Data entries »

======

PR #41, opened 2015-11-11
Feature/32 use locally available planet file

### LINKED ISSUE #32: Use locally available planet file
osmaxx-postgis-conversion should not care about how to obtain the planet file. Instead it should just require it to be at a predetermined local directory.
- [x] remove osmosis
- [x] use locally available planet file (to be provided by the deployer)

hixi:
Closes #32


tests/converters/boundaries_test.py
```diff
@@ -20,3 +22,27 @@ def test_init_when_parameters_are_missing_raises_type_error(self):
     def test_initializing_when_all_given_parameters_are_set_works(self):
         # shouldn't raise an error
         BBox(west=0, south=0, east=0, north=0)
+
+    @patch('converters.boundaries.BBox._get_cut_command', return_value='true')
+    def test_cut_pbf_calls_correctly(self, cut_command_mock):
```
das-g: `'/bin/true'` instead of just `'true'` would make clear the return value still is a command string and avoid confusion with other 'true' values, e.g. pythons `True` literal.

But instead of having the method under test call a known-to-succeed dummy command (`true`), how about checking whether it actually calls the command returned from the `_get_cut_command` call? As long as we assume that `subprocess.*` (and not `os.system` or `os.spawn*`) are being used, this could be probably be achieved by mocking `subprocess.Popen`. I guess all ways of executing a command with the `subprocess` module eventually instantiate that.

tests/converters/boundaries_test.py
```diff
@@ -20,3 +22,27 @@ def test_init_when_parameters_are_missing_raises_type_error(self):
...
+        bbox.cut_pbf(output_filename)
+        cut_command_mock.assertCalledWith(
+            output_filename=output_filename
+        )
+
+    @patch.dict('converters.converter_settings.OSMAXX_CONVERSION_SERVICE', {
+        'PBF_PLANET_FILE_PATH': '/path/to/planet-latest.osm.pbf',
+    })
+    # FIXME: _get_cut_command should also be sensitive to overriding django.conf.settings.OSMAXX_CONVERSION_SERVICE
+    #        but it isn't.
```
das-g: Is this something that can be fixed (see https://github.com/geometalab/osmaxx-postgis-conversion/pull/43#discussion-diff-44868302) or should I just remove `FIXME` comment?

PR #42, opened 2015-11-12
Feature/osmaxx 48 calculate estimated file size of excerpt data

hixi:
Integration of the branch from lukas.

Provides an api access under `/api/estimate_size_in_bytes/` which accepts post only requests and returns the given borders with corresponding size in bytes.

Closes geometalab/osmaxx#48


conversion_service/file_size_estimation/estimate_size.py
```diff
@@ -0,0 +1,101 @@
...
+
+def _estimate_size(west, south, east, north, size_dict):
+    # increase bbox by rounding outwards to the grid size
+    minlongrid = math.floor(west)
+    minlatgrid = math.floor(south)
+    maxlongrid = math.ceil(east)
+    maxlatgrid = math.ceil(north)
+
+    # main loop: iterate over all tiles that are partially or fully covered by the bbox
+    estimated_size = int(0)
```
das-g: `int(0)` is the same as `0`. But shouldn't this be a float, anyway? In what unit is this number, anyway?

conversion_service/file_size_estimation/estimate_size.py
```diff
@@ -0,0 +1,101 @@
...
+    for mylat in range(int(minlatgrid), int(maxlatgrid)):
+        for mylon in range(int(minlongrid), int(maxlongrid)):
+            ratio_value = _ratio(
+                max(mylon, west),
+                max(mylat, south),
+                min(mylon + 1, east),
+                min(mylat + 1, north)
+            )
```
das-g: Nice handling of precomputed data cells partially covered by the requested area.

Took me some time to figure out what you are computing here, though.

conversion_service/file_size_estimation/estimate_size.py
```diff
@@ -0,0 +1,101 @@
...
+            size_value = size_dict[str(mylat), str(mylon)]
+            estimated_size += size_value * ratio_value
```
das-g: How about using `sum( ... )` with a generator expression as argument? That should be more efficient than summing in a (nested) loop. (Don't use `sum( ... )` with a list comprehension, though!)

conversion_service/converters/converter_settings.py
```diff
@@ -1,9 +1,12 @@
+import os
+
 from django.conf import settings
 
 OSMAXX_CONVERSION_SERVICE = {
     'PBF_PLANET_FILE_PATH': '/var/data/osm-planet/planet-latest.osm.pbf',
     'RESULT_DIR': '/tmp/osmaxx-conversion-service/results',
     'RESULT_TTL': -1,  # never expire!
+    'ESTIMATION_CSV_SOURCE_FILE': os.path.join(os.path.dirname(__file__), '..', 'file_size_estimation', 'planet-stats.csv'),
```
wasabideveloper: Why do we not re use the path from `conversion_service/config/settings/common.py`?

conversion_service/file_size_estimation/estimate_size.py
hixi: I don't know, this code is mostly coming from the `lukas` branch on osmaxx, I tried to change as little as possible.

conversion_service/converters/converter_settings.py
hixi: We're using the same pattern as [django-rest-framework](https://github.com/tomchristie/django-rest-framework/blob/master/rest_framework/settings.py), just much more simplified. 
This application is to be treated as a 'standalone' app as much as possible -> the settings in here are the 'default', and any setting defined in the application settings[1] will override this, if set. 

[1]: which happens to be `config/common.py` for us

conversion_service/file_size_estimation/estimate_size.py
hixi: This code is mostly coming from the `lukas` branch on osmaxx, I would like to avoid changing this just for the sake of speed - if by this change clarity could be improved, I think it would be worth the change though.

conversion_service/file_size_estimation/estimate_size.py
das-g: @ltog Can you answer this?

ltog: It has been a while since I wrote this... The csv file holds the size of each bbox file in bytes. It is calculated here: https://github.com/geometalab/osmaxx/blob/lukas/src/generate_stats.sh#L27

To estimate the download size for the end-user e.g. downloading a shapefile, this size will need to be scaled with a factor (which has to determined by experiment). The size in bytes can directly only be used as a measure how densely one grid is populated in comparison to another.

I hope that helps. Otherwise don't hestitate to ask further.

conversion_service/converters/converter_settings.py
wasabideveloper: :+1:

hixi:
@das-g Can we get this merged?

PR #43, opened 2015-11-14
Make the _get_cut_command test easier to understand than the code it's testing

das-g:


conversion_service/converters/boundaries.py
```diff
@@ -1,6 +1,6 @@
 import subprocess
 
-from converters.converter_settings import OSMAXX_CONVERSION_SERVICE
+from django.conf import settings
```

======

WHAT YOU NEED TO DO » If a line in the entries above includes "north", count it; report the total alone.

ANSWER TO THIS PROBLEM » 4